PR #1410, opened 2025-04-18
Use the built-in ExyteChat Message view, instead of a custom one.

lissine0:


Monal/Classes/MLMessage.m
```diff
@@ -218,6 +218,16 @@ -(NSString*) id
     return [NSString stringWithFormat:@"%@|%@", self.accountID, self.messageDBId];
 }
 
+-(NSString*) senderID
+{
+    if(self.isMuc && self.participantJid.length == 0)
+        return self.contactDisplayName;
```
lissine0, line 224: If you're okay with adding `occupant-id` as a property to `MLMessage`, we can use the `occupant-id` as `senderID` in public rooms, and only fallback to nicks if occupant-ids are not available (for example if mam is disabled in the room)

In practice, this means that if a participant leaves a room after sending a message, and another participant joins with the same nick and immediately sends a message, the two message bubbles won't be styled as coming from the same user.

tmolitor-stud-tu: sure :) the `MLMessage` model class is only a rough sketch, not nearly as complete and refined as the `MLContact` one. Feel free to improve it as needed :)

You can use code similar to here, to decide which id to use, line 317 to line 377 in `MLMessageProcessor.m`: https://github.com/monal-im/Monal/blob/develop/Monal/Classes/MLMessageProcessor.m#L317

tmolitor-stud-tu:
I'm not sure, if using the original message bubbles is a good idea.

We need different background colors for different encryption levels, the checkmarks for "sent" and "received" states need to be inside the message bubble because users using background images in a chat should still be able to distinguish those checkmarks from the background image. And the markers like "Today" etc. should be readable with background images, too.

@matthewrfennell What do you think?

matthewrfennell:
Personally I think we should try and get these changes upstreamed instead of using our own builder (of course using the custom builder if we fail with that).

So far they have been very receptive to changes, and since these are not Monal-specific, I think we'd have a good chance of getting them accepted.

tmolitor-stud-tu:
I've read our todo list of doom and they indeed look very receptive. if that continues, bringing everything upstream might indeed be the best solution :)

━━━━━━━━━━

* **WORK REQUEST**
Find the string "they" in the material above. Then copy each line that has it.

* **REPLY**
So far they have been very receptive to changes, and since these are not Monal-specific, I think we'd have a good chance of getting them accepted.
I've read our todo list of doom and they indeed look very receptive. if that continues, bringing everything upstream might indeed be the best solution :)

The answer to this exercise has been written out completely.